== Work order ==
Where a line in the listing below contains the word "None", copy that line.

Start of Available data

PR #513, opened 2025-03-14
Splitenactsread

remicousin:
The first commit splits the reading business from the Maprooms for ENACTS data only.

The second commit introduces the case of synthesizing daily ENACTS data if no data to read. Introducing a new test config file for onset and CSC (because monthly uses dekadal and water_balance needs also fake soil data). But the whole can be tested on the Senegal test case to test the 1st commit.

At the moment, I can't guarantee tmin < tmax since they are generated independently... Something to think about how much it matters (the functions that care about it might be dealing with the case...)

Next steps would be a function to make dekadal out of daily and test the case and apply to monthly; then fake soil data to apply to wat_bal; then consider what to do with respect to shapefiles to be entirely independent.

Then I guess the synthetic test config file case could replace the data reading one...

### DIFF
--- a/enacts/calc.py
+++ b/enacts/calc.py
@@ -7,7 +7,7 @@ import datetime
 
 np.random.seed(123)
 
-def read_enacts_zarr_data(
+def read_enacts_data(
     variable="precip", time_res="dekadal", ds_conf=None, as_array=True
 ):
     """ Read ENACTS zarr data and return `xr.Dataset` or `xr.DataArray`
--- a/enacts/calc.py
+++ b/enacts/calc.py
@@ -32,7 +32,7 @@ def read_enacts_data(
     --------
     xr.open_zarr
     """
-    if ds_conf[time_res] is None:
+    if ds_conf is None:
         # Center mu, amplitude amp of the base sinusoid
         # and amplitude of noisy anomalies to apply to it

End of Available data

== Answer to this task ==
     variable="precip", time_res="dekadal", ds_conf=None, as_array=True
-    if ds_conf[time_res] is None:
+    if ds_conf is None:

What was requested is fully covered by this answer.